### Stored data

Issue #430, opened 2016-10-27
Error on requiring faker library 


rollymaduk:
Hi,
Please any ideas on how to fix this error below
`node_modules\faker\vendor\password-generator.js:19Uncaught TypeError: Cannot read property 'localPasswordGeneratorLibraryName' of undefined(…)`
in my browser console when I try to load my page with faker.js library, I am using node and browserfy.

mbeaudru:
I am encountering the same problem and I can't figure out why I have this error.

Installed with ```yarn add faker``` and importing, this same error pops out.

Did you figured this out ?

rollymaduk:
Hi @mbeaudru , I fixed this by adding a null checker in the affected file on line 19.
``` js  
/// changed the line below from
localName = root.localPasswordGeneratorLibraryName || "generatePassword",
//to 
 localName = root && root.localPasswordGeneratorLibraryName || "generatePassword",
```
I have made a PR #445  that addresses this.

rollymaduk:
@mbeaudru  please let me know if it solved the problem so I can close this issue

canhkieu:
Same issues, I was changed to but still error/
 localName = root && root.localPasswordGeneratorLibraryName || "generatePassword",

rollymaduk:
@canhkieu  how did you change it? did you fork the project and use npm link to locally test it? if you did that, then ensure you also removed your global and project modules by either using npm uninstall <package> -g or npm uninstall <package> -D or npm uninstall <package> --save,
you can also post your error logs to help me get a better picture of what is happening!
thanks

Marak:
@rollymaduk -

Does this actually solve the issue? What is the cause of the issue?

Not sure why this is happening. I'll see if I can investigate further.

Marak:
I've opted to move the password generation logic to faker core. The extra browserifying type logic in `vendor/password-generator.js` was causing issues.

Should be resolved in `master`.

Also resolves #460

PR #445, opened 2016-12-11
fix for issue #430

rollymaduk:
added a null checker line to address issue #430


dennisfleischmann:
Hi, why is that bug still not fixed?
Please add a bugfix to that issue

BR
Dennis

Marak:
Should be resolved in `master` as per https://github.com/Marak/faker.js/issues/430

### THE TASK
Transcribe every record above exactly.

### ANSWER TO THE PROBLEM
Issue #430, opened 2016-10-27
Error on requiring faker library 


rollymaduk:
Hi,
Please any ideas on how to fix this error below
`node_modules\faker\vendor\password-generator.js:19Uncaught TypeError: Cannot read property 'localPasswordGeneratorLibraryName' of undefined(…)`
in my browser console when I try to load my page with faker.js library, I am using node and browserfy.

mbeaudru:
I am encountering the same problem and I can't figure out why I have this error.

Installed with ```yarn add faker``` and importing, this same error pops out.

Did you figured this out ?

rollymaduk:
Hi @mbeaudru , I fixed this by adding a null checker in the affected file on line 19.
``` js  
/// changed the line below from
localName = root.localPasswordGeneratorLibraryName || "generatePassword",
//to 
 localName = root && root.localPasswordGeneratorLibraryName || "generatePassword",
```
I have made a PR #445  that addresses this.

rollymaduk:
@mbeaudru  please let me know if it solved the problem so I can close this issue

canhkieu:
Same issues, I was changed to but still error/
 localName = root && root.localPasswordGeneratorLibraryName || "generatePassword",

rollymaduk:
@canhkieu  how did you change it? did you fork the project and use npm link to locally test it? if you did that, then ensure you also removed your global and project modules by either using npm uninstall <package> -g or npm uninstall <package> -D or npm uninstall <package> --save,
you can also post your error logs to help me get a better picture of what is happening!
thanks

Marak:
@rollymaduk -

Does this actually solve the issue? What is the cause of the issue?

Not sure why this is happening. I'll see if I can investigate further.

Marak:
I've opted to move the password generation logic to faker core. The extra browserifying type logic in `vendor/password-generator.js` was causing issues.

Should be resolved in `master`.

Also resolves #460

PR #445, opened 2016-12-11
fix for issue #430

rollymaduk:
added a null checker line to address issue #430


dennisfleischmann:
Hi, why is that bug still not fixed?
Please add a bugfix to that issue

BR
Dennis

Marak:
Should be resolved in `master` as per https://github.com/Marak/faker.js/issues/430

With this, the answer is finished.